Patients are the motivation for all cancer research in the Franco Lab, with the goal to improve patient care with a better understanding of the physiology and pathophysiology of the thyroid gland. Specifically, the team aims to understand how communication between normal and cancer cells in tumors change as patients age, and how different normal cells are recruited to tumors between pediatric and adult thyroid cancer patients. This work will have important implications in improving patient outcomes in thyroid cancer, and help to personalize care for pediatric and adult patients.

Any scientific question we ask in the laboratory can be patient-centric. Understanding how treatments for cancer cells affect normal cells can help researchers to identify potential side effects and consequences for patients being treated with these drugs. A greater understanding of patient experiences can contribute to the development of therapies that preserve quality of life. The Franco Lab team collaborates with patient advocacy groups as well as cancer survivors within our own lab to ask questions important to patients.
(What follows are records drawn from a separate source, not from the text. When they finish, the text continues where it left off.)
PR #162, opened 2022-10-12
[FLINK-29593] Add QuantileSummary to help calculate approximate quantiles

jiangxin369:

Add QuantileSummary to help calculate approximate quantiles

## Brief change log

  - Add implementation of GK algorithm.
  - Add merge operation to combine results of distributed datasets.
  - Remove redundant Internal annotations from BroadcastUtils

## Documentation

  - Does this pull request introduce a new feature? (yes )

### DIFF
--- a/flink-ml-lib/src/main/java/org/apache/flink/ml/common/util/QuantileSummary.java
+++ b/flink-ml-lib/src/main/java/org/apache/flink/ml/common/util/QuantileSummary.java
@@ -1,0 +1,414 @@
+/*
+ * Licensed to the Apache Software Foundation (ASF) under one
+ * or more contributor license agreements.  See the NOTICE file
+ * distributed with this work for additional information
+ * regarding copyright ownership.  The ASF licenses this file
+ * to you under the Apache License, Version 2.0 (the
+ * "License"); you may not use this file except in compliance
+ * with the License.  You may obtain a copy of the License at
+ *
+ *     http://www.apache.org/licenses/LICENSE-2.0
+ *
+ * Unless required by applicable law or agreed to in writing, software
+ * distributed under the License is distributed on an "AS IS" BASIS,
+ * WITHOUT WARRANTIES OR CONDITIONS OF ANY KIND, either express or implied.
+ * See the License for the specific language governing permissions and
+ * limitations under the License.
+ */
+
+package org.apache.flink.ml.common.util;
+
+import org.apache.flink.util.Preconditions;
+
+import java.io.Serializable;
+import java.util.ArrayList;
+import java.util.Arrays;
+import java.util.Collections;
+import java.util.HashMap;
+import java.util.LinkedList;
+import java.util.List;
+import java.util.Map;
+import java.util.stream.Collectors;
+import java.util.stream.IntStream;
+
+/**
+ * Helper class to compute an approximate quantile summary. This implementation is based on the
+ * algorithm proposed in the paper: "Space-efficient Online Computation of Quantile Summaries" by
+ * Greenwald, Michael and Khanna, Sanjeev. (https://doi.org/10.1145/375663.375670)
+ */
+public class QuantileSummary implements Serializable {
+
+    /** The default size of head buffer. */
+    private static final int DEFAULT_HEAD_SIZE = 50000;
+
+    /** The default compression threshold. */
+    private static final int DEFAULT_COMPRESS_THRESHOLD = 10000;
+
+    /** The target relative error. */
+    private final double relativeError;
+
+    /**
+     * The compression threshold. After the internal buffer of statistics crosses this size, it
+     * attempts to compress the statistics together.
+     */
+    private final int compressThreshold;
+
+    /** The count of all the elements inserted to be calculated. */
+    private final long count;
+
+    /** A buffer of quantile statistics. */
+    private final List<StatsTuple> sampled;
+
+    /** A buffer of the latest samples seen so far. */
+    private final List<Double> headBuffer = new ArrayList<>();
+
+    /** Whether the quantile summary has been compressed. */
+    private boolean compressed;
+
+    /**
+     * QuantileSummary Constructor.
+     *
+     * @param relativeError The target relative error.
+     */
+    public QuantileSummary(double relativeError) {
+        this(relativeError, DEFAULT_COMPRESS_THRESHOLD);
+    }
+
+    /**
+     * QuantileSummary Constructor.
+     *
+     * @param relativeError The target relative error.
+     * @param compressThreshold the compression threshold. After the internal buffer of statistics
+     *     crosses this size, it attempts to compress the statistics together.
+     */
+    @SuppressWarnings("unchecked")
+    public QuantileSummary(double relativeError, int compressThreshold) {
+        this(relativeError, compressThreshold, Collections.EMPTY_LIST, 0, false);
+    }
+
+    /**
+     * QuantileSummary Constructor.
+     *
+     * @param relativeError The target relative error.
+     * @param compressThreshold the compression threshold.
+     * @param sampled A buffer of quantile statistics. See the G-K article for more details.
+     * @param count The count of all the elements inserted in the sampled buffer.
+     * @param compressed Whether the statistics have been compressed.
+     */
+    private QuantileSummary(
+            double relativeError,
+            int compressThreshold,
+            List<StatsTuple> sampled,
+            long count,
+            boolean compressed) {
+        Preconditions.checkArgument(
+                relativeError > 0 && relativeError < 1,
+                "An appropriate relative error must lay between 0 and 1.");
+        Preconditions.checkArgument(
+                compressThreshold > 0, "An compress threshold must greater than 0.");
+        this.relativeError = relativeError;
+        this.compressThreshold = compressThreshold;
+        this.sampled = sampled;
+        this.count = count;
+        this.compressed = compressed;
+    }
+
+    /**
+     * Insert a new observation into the summary.
+     *
+     * @param item The new observation to insert into the summary.
+     * @return A summary with the given observation inserted into the summary.
+     */
+    public QuantileSummary insert(double item) {
+        headBuffer.add(item);
+        compressed = false;
+        if (headBuffer.size() >= DEFAULT_HEAD_SIZE) {
+            QuantileSummary result = insertHeadBuffer();
+            if (result.sampled.size() >= compressThreshold) {
+                return result.compress();
+            } else {
+                return result;
+            }
+        } else {
+            return this;
+        }
+    }
+
+    /**
+     * Returns a new summary that compresses the summary statistics and the head buffer.
+     *
+     * <p>This implements the COMPRESS function of the GK algorithm.
+     *
+     * @return The compressed summary.
+     */
+    public QuantileSummary compress() {
+        if (compressed) {
+            return this;
+        }
+        QuantileSummary inserted = insertHeadBuffer();
+        Preconditions.checkState(inserted.headBuffer.isEmpty());
+        Preconditions.checkState(inserted.count == count + headBuffer.size());
+
+        List<StatsTuple> compressed =
+                compressInternal(inserted.sampled, 2 * relativeError * inserted.count);
+        return new QuantileSummary(
+                relativeError, compressThreshold, compressed, inserted.count, true);
+    }
+
+    /**
+     * Merges two summaries together.
+     *
+     * @param other The summary to be merged.
+     * @return The merged summary.
+     */
+    public QuantileSummary merge(QuantileSummary other) {
+        Preconditions.checkState(
+                headBuffer.isEmpty(), "Current buffer needs to be compressed before merge.");
+        Preconditions.checkState(
+                other.headBuffer.isEmpty(), "Other buffer needs to be compressed before merge.");
+
+        if (other.count == 0) {
+            return shallowCopy();
+        } else if (count == 0) {
+            return other.shallowCopy();
+        } else {
+            List<StatsTuple> mergedSampled = new ArrayList<>();
+            double mergedRelativeError = Math.max(relativeError, other.relativeError);
+            long mergedCount = count + other.count;
+            long additionalSelfDelta =
+                    Double.valueOf(Math.floor(2 * other.relativeError * other.count)).longValue();
+            long additionalOtherDelta =
+                    Double.valueOf(Math.floor(2 * relativeError * count)).longValue();
+
+            int selfIdx = 0;
+            int otherIdx = 0;
+            while (selfIdx < sampled.size() && otherIdx < other.sampled.size()) {
+                StatsTuple selfSample = sampled.get(selfIdx);
+                StatsTuple otherSample = other.sampled.get(otherIdx);
+                StatsTuple nextSample;
+                long additionalDelta = 0;
+                if (selfSample.value < otherSample.value) {
+                    nextSample = selfSample;
+                    if (otherIdx > 0) {
+                        additionalDelta = additionalSelfDelta;
+                    }
+                    selfIdx++;
+                } else {
+                    nextSample = otherSample;
+                    if (selfIdx > 0) {
+                        additionalDelta = additionalOtherDelta;
+                    }
+                    otherIdx++;
+                }
+                nextSample = nextSample.shallowCopy();
+                nextSample.delta = nextSample.delta + additionalDelta;
+                mergedSampled.add(nextSample);
+            }
+            IntStream.range(selfIdx, sampled.size())
+                    .forEach(i -> mergedSampled.add(sampled.get(i)));
+            IntStream.range(otherIdx, other.sampled.size())
+                    .forEach(i -> mergedSampled.add(other.sampled.get(i)));
+
+            List<StatsTuple> comp =
+                    compressInternal(mergedSampled, 2 * mergedRelativeError * mergedCount);
+            return new QuantileSummary(
+                    mergedRelativeError, compressThreshold, comp, mergedCount, true);
+        }
+    }
+
+    /**
+     * Runs a query for a given percentile. The query can only be run on a compressed summary, you
+     * need to call compress() before using it.
+     *
+     * @param percentile The target percentile.
+     * @return The corresponding approximate quantile.
+     */
+    public double query(double percentile) {
+        return query(new double[] {percentile})[0];
+    }
+
+    /**
+     * Runs a query for a given sequence of percentiles. The query can only be run on a compressed
+     * summary, you need to call compress() before using it.
+     *
+     * @param percentiles A list of the target percentiles.
+     * @return A list of the corresponding approximate quantiles, in the same order as the input.
+     */
+    public double[] query(double[] percentiles) {
+        Arrays.stream(percentiles)
+                .forEach(
+                        x ->
+                                Preconditions.checkState(
+                                        x >= 0 && x <= 1.0,
+                                        "percentile should be in the range [0.0, 1.0]."));
+        Preconditions.checkState(
+                headBuffer.isEmpty(),
+                "Cannot operate on an uncompressed summary, call compress() first.");
+        Preconditions.checkState(
+                sampled != null && !sampled.isEmpty(),
+                "Cannot query percentiles without any records inserted.");
+        double targetError = Long.MIN_VALUE;
+        for (StatsTuple tuple : sampled) {
+            targetError = Math.max(targetError, (tuple.delta + tuple.g));
+        }
+        targetError = targetError / 2;
+        Map<Double, Integer> zipWithIndex = new HashMap<>(percentiles.length);
+        IntStream.range(0, percentiles.length).forEach(i -> zipWithIndex.put(percentiles[i], i));
+
+        int index = 0;
+        long minRank = sampled.get(0).g;
+        double[] sorted = Arrays.stream(percentiles).sorted().toArray();
+        double[] result = new double[percentiles.length];
+
+        for (double item : sorted) {
+            int percentileIndex = zipWithIndex.get(item);
+            if (item <= relativeError) {
+                result[percentileIndex] = sampled.get(0).value;
+            } else if (item >= 1 - relativeError) {
+                result[percentileIndex] = sampled.get(sampled.size() - 1).value;
+            } else {
+                QueryResult queryResult =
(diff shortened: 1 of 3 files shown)


flink-ml-core/src/main/java/org/apache/flink/ml/util/QuantileSummary.java
```diff
@@ -0,0 +1,359 @@
...
+ * algorithm proposed in the paper: "Space-efficient Online Computation of Quantile Summaries" by
+ * Greenwald, Michael and Khanna, Sanjeev. (https://doi.org/10.1145/375663.375670)
+ */
+public class QuantileSummary {
+
+    private static final int BUFFER_SIZE = 10000;
+    private static final int COMPRESS_THRESHOLD = 10000;
+
+    private double relativeError;
+    private long count;
```
zhipeng93, line 47: Could you add explanations for the class variable here for better readability?

flink-ml-core/src/main/java/org/apache/flink/ml/util/QuantileSummary.java
```diff
@@ -0,0 +1,359 @@
...
+import static org.apache.flink.util.Preconditions.checkState;
+
+/**
+ * Helper class to compute an approximate quantile summary. This implementation is based on the
+ * algorithm proposed in the paper: "Space-efficient Online Computation of Quantile Summaries" by
+ * Greenwald, Michael and Khanna, Sanjeev. (https://doi.org/10.1145/375663.375670)
+ */
+public class QuantileSummary {
+
+    private static final int BUFFER_SIZE = 10000;
```
zhipeng93, line 43: How is the default value for `BUFFER_SIZE` chosen? It seems that the corresponding value in Spark is 5000. [1]

By the way, `defaultHeadSize` seems a better name for this.

[1] https://github.com/apache/spark/blob/master/sql/catalyst/src/main/scala/org/apache/spark/sql/catalyst/util/QuantileSummaries.scala#L338

flink-ml-core/src/main/java/org/apache/flink/ml/util/QuantileSummary.java
```diff
@@ -0,0 +1,359 @@
...
+    private static final int COMPRESS_THRESHOLD = 10000;
```
zhipeng93, line 44: Should we also let `COMPRESS_THRESHOLD` a non-final value and can be set by users?
Since it will also be used by LSH. [1]

[1] https://github.com/apache/spark/blob/master/mllib/src/main/scala/org/apache/spark/ml/feature/LSH.scala#L143

flink-ml-core/src/main/java/org/apache/flink/ml/util/QuantileSummary.java
```diff
@@ -0,0 +1,359 @@
...
+    private long count;
+    private List<StatsTuple> sampled;
+    private List<Double> headBuffer = new ArrayList<>(BUFFER_SIZE);
+
+    /**
+     * * QuantileSummaries Constructor.
+     *
+     * @param relativeError The target relative error.
+     */
+    public QuantileSummary(double relativeError) {
```
zhipeng93, line 56: As from LSH and RobustScaler, the constructor needs to take both `relativeError` and `compressThreshold` as input parameters.

flink-ml-core/src/main/java/org/apache/flink/ml/util/QuantileSummary.java
```diff
@@ -0,0 +1,359 @@
...
+    private static final int BUFFER_SIZE = 10000;
+    private static final int COMPRESS_THRESHOLD = 10000;
+
+    private double relativeError;
+    private long count;
+    private List<StatsTuple> sampled;
+    private List<Double> headBuffer = new ArrayList<>(BUFFER_SIZE);
+
+    /**
+     * * QuantileSummaries Constructor.
```
zhipeng93, line 52: nit: The comment is in-consistent with the class name.

flink-ml-core/src/main/java/org/apache/flink/ml/util/QuantileSummary.java
```diff
@@ -0,0 +1,359 @@
...
+    }
+
+    /**
+     * QuantileSummaries Constructor.
+     *
+     * @param relativeError The target relative error.
+     * @param sampled A buffer of quantile statistics. See the G-K article for more details.
+     * @param count The count of all the elements inserted in the sampled buffer.
+     */
+    public QuantileSummary(double relativeError, List<StatsTuple> sampled, long count) {
```
zhipeng93, line 67: It seems that this method not necessary for LSH or RobustScaler. Can we make it private for now?

flink-ml-core/src/main/java/org/apache/flink/ml/util/QuantileSummary.java
```diff
@@ -0,0 +1,359 @@
...
+    }
+
+    /**
+     * * Merges two compressed summaries together.
+     *
+     * @param other The summary to be merged.
+     * @return The merged summary.
+     */
+    public QuantileSummary merge(QuantileSummary other) {
+        checkState(headBuffer.isEmpty(), "Current buffer needs to be compressed before merge");
```
zhipeng93, line 118: nit: The usage of `checkState` and `Preconditions.checkState` seems inconsistent in this PR.

flink-ml-core/src/main/java/org/apache/flink/ml/util/QuantileSummary.java
```diff
@@ -0,0 +1,359 @@
...
+    /**
+     * Runs a query for a given percentile. The query can only be run on a compressed summary, you
+     * need to call compress() before using it.
+     *
+     * @param percentile The target percentile.
+     * @return The corresponding approximate quantile.
+     */
+    public double query(double percentile) {
+        double[] percentiles = {percentile};
+        return query(percentiles)[0];
```
zhipeng93, line 178: If the `sample` is null, it may throw NPE here.

flink-ml-core/src/main/java/org/apache/flink/ml/util/QuantileSummary.java
```diff
@@ -0,0 +1,359 @@
...
+import java.util.stream.IntStream;
+
+import static org.apache.flink.util.Preconditions.checkState;
+
+/**
+ * Helper class to compute an approximate quantile summary. This implementation is based on the
+ * algorithm proposed in the paper: "Space-efficient Online Computation of Quantile Summaries" by
+ * Greenwald, Michael and Khanna, Sanjeev. (https://doi.org/10.1145/375663.375670)
+ */
+public class QuantileSummary {
```
zhipeng93, line 41: Should we mark it as Internal or do we expect end users to use this class?

flink-ml-core/src/main/java/org/apache/flink/ml/util/QuantileSummary.java
```diff
@@ -0,0 +1,359 @@
...
+
+    /**
+     * This implements the COMPRESS function of the GK algorithm.
+     *
+     * @return A new summary that compresses the summary statistics and the head buffer.
+     */
+    public QuantileSummary compress() {
+        QuantileSummary inserted = insertHeadBuffer();
+        Preconditions.checkState(inserted.headBuffer.isEmpty());
+        Preconditions.checkState(inserted.count == count + headBuffer.size());
```
zhipeng93, line 104: Is `Preconditions.checkState(inserted.count == count)` enough since headBuffer is empty?

flink-ml-core/src/main/java/org/apache/flink/ml/util/QuantileSummary.java
```diff
@@ -0,0 +1,359 @@
...
+    public void setRelativeError(double relativeError) {
+        this.relativeError = relativeError;
+    }
+
+    private QuantileSummary shallowCopy() {
+        return new QuantileSummary(relativeError, sampled, count);
+    }
+
+    /** Wrapper class to hold all information returned after querying. */
+    private class QueryResult {
```
zhipeng93, line 320: Could this be a static inner class? Same for `StatsTuple`.

zhipeng93 (commented):
Thanks for the PR! @jiangxin369  Left some comments below.

flink-ml-core/src/main/java/org/apache/flink/ml/util/QuantileSummary.java
jiangxin369: I will add another public constructor with both `relativeError` and `compressThreshold` but also keep the construct with only `relativeError` meanwhile, because in most cases users do not need to worry about the `compressThreshold`, so do LSH and RobustScaler.

flink-ml-core/src/main/java/org/apache/flink/ml/util/QuantileSummary.java
jiangxin369: Sure

flink-ml-core/src/main/java/org/apache/flink/ml/util/QuantileSummary.java
jiangxin369: Maybe it should be marked as internal because the class is only expected to be used by algorithms, however, I didn't get what is the principle of marking a class as internal, some classes under package `utils` or `common` are not marked either.

flink-ml-core/src/main/java/org/apache/flink/ml/util/QuantileSummary.java
jiangxin369: It is `inserted.headBuffer` which is empty, not `headBuffer`, so I think the check statement is right.

flink-ml-core/src/main/java/org/apache/flink/ml/util/QuantileSummary.java
jiangxin369: I agree that `defaultHeadSize` is better. As for the default value, I think `10000` is enough instead of `50000` of Spark, because we don't want to allocate so much memory for each QuantileSummary.

flink-ml-core/src/main/java/org/apache/flink/ml/util/QuantileSummary.java
zhipeng93: Yeah, some of them seems not marked appropriately. Technically some of them should be marked as `Internal`. 

Can you mark this class as `Internal` in this PR? We may do others later.

flink-ml-core/src/main/java/org/apache/flink/ml/util/QuantileSummary.java
zhipeng93: Hmm.. Is there any technical reasons for choosing `10000` instead of `50000`? If we want to avoid OOM, then why don't you choose `1000`?

flink-ml-core/src/test/java/org/apache/flink/ml/util/QuantileSummaryTest.java
```diff
@@ -0,0 +1,135 @@
...
+                                        + Arrays.stream(data).filter(x -> x < approx).count())
+                                / 2.0);
+        double lower = Math.floor((percentile - summary.getRelativeError()) * data.length);
+        double upper = Math.ceil((percentile + summary.getRelativeError()) * data.length);
+        String errMessage =
+                String.format(
+                        "Rank not in [%s, %s], percentile: %s, approx returned: %s",
+                        lower, upper, percentile, approx);
+        assertTrue(errMessage, rank >= lower);
+        assertTrue(errMessage, rank <= upper);
```
yunfengzhou-hub, line 82: Would it be better to use the following method? `assertEquals(String errMessage, double expected, double actual, double epsilon)`

yunfengzhou-hub (commented):

flink-ml-core/src/main/java/org/apache/flink/ml/util/QuantileSummary.java
```diff
@@ -0,0 +1,391 @@
...
+        Preconditions.checkState(inserted.headBuffer.isEmpty());
+        Preconditions.checkState(inserted.count == count + headBuffer.size());
+
+        List<StatsTuple> compressed =
+                compressInternal(inserted.sampled, 2 * relativeError * inserted.count);
+        return new QuantileSummary(relativeError, compressThreshold, compressed, inserted.count);
+    }
+
+    /**
+     * Merges two compressed summaries together.
```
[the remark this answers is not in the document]
jiangxin369: Lets just remove the `compressed`, `Merges two summaries together` is enough.

flink-ml-core/src/main/java/org/apache/flink/ml/util/QuantileSummary.java
```diff
@@ -0,0 +1,391 @@
...
+    /**
+     * Runs a query for a given percentile. The query can only be run on a compressed summary, you
+     * need to call compress() before using it.
+     *
+     * @param percentile The target percentile.
+     * @return The corresponding approximate quantile.
+     */
+    public double query(double percentile) {
+        double[] result = query(new double[] {percentile});
+        return result == null ? null : result[0];
```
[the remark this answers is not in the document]
jiangxin369: I will remove the `return null` from `double[] query(double[] percentiles)` method, so no NPE would produced.

flink-ml-core/src/main/java/org/apache/flink/ml/util/QuantileSummary.java
```diff
@@ -0,0 +1,391 @@
...
+        }
+    }
+
+    /**
+     * Wrapper class to hold all statistics from the Greenwald-Khanna paper. It contains the
+     * following information:
+     *
+     * <ul>
+     *   <li>value: the sampled value.
+     *   <li>g: the difference between the least rank of this element and the rank of the preceding
```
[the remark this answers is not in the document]
jiangxin369: I prefer to keep it there because it shows that these items are all semantics in the GK paper.

flink-ml-core/src/main/java/org/apache/flink/ml/util/QuantileSummary.java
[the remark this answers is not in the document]
jiangxin369: I'll add a `isEmpty` method.

flink-ml-core/src/main/java/org/apache/flink/ml/util/QuantileSummary.java
jiangxin369: Of cause `50000` is also acceptable, in that way each QuantileSummary needs `50000 * 8B + 10000 * 24B = 640k` memory, a TM with 2GB mem can process 3000 features, if exceeded, the parallelism needs to be expanded.

flink-ml-lib/src/main/java/org/apache/flink/ml/common/util/QuantileSummary.java
```diff
@@ -0,0 +1,400 @@
...
+    private final List<StatsTuple> sampled;
+
+    /** The default size of head buffer. */
+    private static final int DEFAULT_HEAD_SIZE = 50000;
+
+    /** The default compression threshold. */
+    private static final int DEFAULT_COMPRESS_THRESHOLD = 10000;
+
+    /** A buffer of the latest samples seen so far. */
+    private List<Double> headBuffer = new ArrayList<>(DEFAULT_HEAD_SIZE);
```
zhipeng93, line 65: nit: Do you think making it a `double[]` could be more memory efficient? I am also fine the keep the current implementation.

flink-ml-lib/src/main/java/org/apache/flink/ml/common/util/QuantileSummary.java
```diff
@@ -0,0 +1,400 @@
...
+        Preconditions.checkArgument(
+                compressThreshold > 0, "An compress threshold must greater than 0.");
+        this.relativeError = relativeError;
+        this.compressThreshold = compressThreshold;
+        this.sampled = sampled;
+        this.count = count;
+    }
+
+    /**
+     * Insert a new observation to the summary.
```
zhipeng93, line 109: nit: `Inserts a new observation into the summary`

flink-ml-lib/src/main/java/org/apache/flink/ml/common/util/QuantileSummary.java
```diff
@@ -0,0 +1,400 @@
...
+                index = queryResult.index;
+                minRank = queryResult.minRankAtIndex;
+                result[percentileIndex] = queryResult.percentile;
+            }
+        }
+        return result;
+    }
+
+    /**
+     * Check whether the QuantileSummary has inserted rows. Running query on an empty
```
zhipeng93, line 267: nit: `Checks`

zhipeng93 (commented):
Thanks for the PR. LGTM overall. I left some minor comments.

Do you want to take another look? @yunfengzhou-hub @lindong28

flink-ml-lib/src/main/java/org/apache/flink/ml/common/util/QuantileSummary.java
```diff
@@ -0,0 +1,400 @@
...
+import java.util.Map;
+import java.util.stream.Collectors;
+import java.util.stream.IntStream;
+
+/**
+ * Helper class to compute an approximate quantile summary. This implementation is based on the
+ * algorithm proposed in the paper: "Space-efficient Online Computation of Quantile Summaries" by
+ * Greenwald, Michael and Khanna, Sanjeev. (https://doi.org/10.1145/375663.375670)
+ */
+@Internal
```
lindong28, line 40: According to the Java doc of `@Internal`, it is an "Annotation to mark methods within stable, public APIs as an internal developer API".

Thus it seems unnecessary to add this annotation.

@zhipeng93 Could you confirm that we should remove this annotation?

flink-ml-lib/src/main/java/org/apache/flink/ml/common/util/QuantileSummary.java
```diff
@@ -0,0 +1,400 @@
...
+    private final int compressThreshold;
+
+    /** The count of all the elements inserted to be calculated. */
+    private final long count;
+
+    /** A buffer of quantile statistics. */
+    private final List<StatsTuple> sampled;
+
+    /** The default size of head buffer. */
+    private static final int DEFAULT_HEAD_SIZE = 50000;
```
lindong28, line 59: `private static final` variables are typically put above `private final` variables.

flink-ml-lib/src/main/java/org/apache/flink/ml/common/util/QuantileSummary.java
```diff
@@ -0,0 +1,400 @@
...
+        return result;
+    }
+
+    /**
+     * Check whether the QuantileSummary has inserted rows. Running query on an empty
+     * QuantileSummary would cause {@link java.lang.IllegalStateException}.
+     *
+     * @return True if the QuantileSummary is empty, otherwise false.
+     */
+    public boolean isEmpty() {
```
lindong28, line 272: Should it be `private`?

lindong28 (commented):
Thanks for the update. Looks good overall. Left some minor comments.

flink-ml-lib/src/main/java/org/apache/flink/ml/common/util/QuantileSummary.java
jiangxin369: It's a public API. Running query on an empty QuantileSummary is illegal and exceptions would be thrown. So we'd better provide a public API to check if the QuantileSummary is empty.

flink-ml-lib/src/main/java/org/apache/flink/ml/common/util/QuantileSummary.java
zhipeng93: It is a developper API and is expected to be used in different algorithms. 

It is some how similar as we marked `withBroadcast` as `Internal`. [1]

[1] https://github.com/apache/flink-ml/commit/2edf453251c7ed9d8d1778c9c0115194e3d13ca7

flink-ml-lib/src/main/java/org/apache/flink/ml/common/util/QuantileSummary.java
jiangxin369: Indeed `double[]` is more memory efficient, but after repeated thinking I think leave it as an empty ArrayList is better, it is more friendly to small dataset, which is the same to Spark.

flink-ml-lib/src/main/java/org/apache/flink/ml/common/util/QuantileSummary.java
lindong28: @jiangxin369 Since this is public API, should we add a test so that every public API's behavior can be covered by unit tests?

jiangxin369: Sure

jiangxin369:
Thanks for the review. Seems that all comments are resolved, could you help to merge this PR? @zhipeng93

flink-ml-lib/src/main/java/org/apache/flink/ml/common/util/QuantileSummary.java
lindong28: Is this comment addressed? QuantileSummaryTest does not seem to have any test that calls `IsEmpty()`, right?

flink-ml-lib/src/main/java/org/apache/flink/ml/common/util/QuantileSummary.java
lindong28: @jiangxin369 If you need to update this PR, it might be simpler to also update `withBroadcast()` to follow the best practice of using `@Internal`.

flink-ml-lib/src/main/java/org/apache/flink/ml/common/util/QuantileSummary.java
jiangxin369: Thanks for reminding me, I lost it.

flink-ml-lib/src/main/java/org/apache/flink/ml/common/util/QuantileSummary.java
jiangxin369: Updated.

zhipeng93:
Thanks for the update. Merging.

The team seeks answers to the following questions:

• What does long-term survivorship look like for survivors of pediatric thyroid cancer?
• Does age of diagnosis impact Quality of Life?
• How does age affect thyroid cancer development?
• What questions are we not asking that might impact patients?

Different driver mutations, even if they all activate MAPK signaling, can lead to the development of different subtypes of thyroid cancer. The lab team works with a variety of animal models and patient cell lines with different driving mutations to investigate how genetics impacts physiological remodeling.

The research team aims to answer the following questions:

• How do different driver mutations recruit different stromal cells?
• How does collagen crosslinking change tumor cell activation?
• How do tumor cells with different driver mutations activate or inhibit immune cells?
• Why do the same mutations confer different risks in pediatric versus adult thyroid cancer?
• Can we re-differentiate tumor cells with targeted therapy?

The Franco Lab collaborates with the Pediatric Thyroid Center at Children's Hospital of Philadelphia to investigate why pediatric thyroid cancers often present with larger, more aggressive tumors than adult tumors while maintaining a very favorable prognosis.

Research questions related to this work include:

• Do adult and pediatric tumors have the same microenvironment?
• How does age impact response to therapy?
• Do physical cues in the microenvironment change aging?
• Does age change the responsiveness of tumor cells to stimuli?

The lab team dissects the genetic and molecular events that drive pediatric thyroid cancer to identify novel therapeutic strategies that could improve quality of life outcomes for pediatric patients.

The research team investigates the following questions:

• Do pediatric and adult thyroid tumors have different driver mutations?
• Does age impact what mutations develop in a tumor?
• Can we develop curative therapies for pediatric patients with metastatic thyroid cancer?
• Can mutations in the KEAP1/NRF2 pathway drive thyroid tumor progression?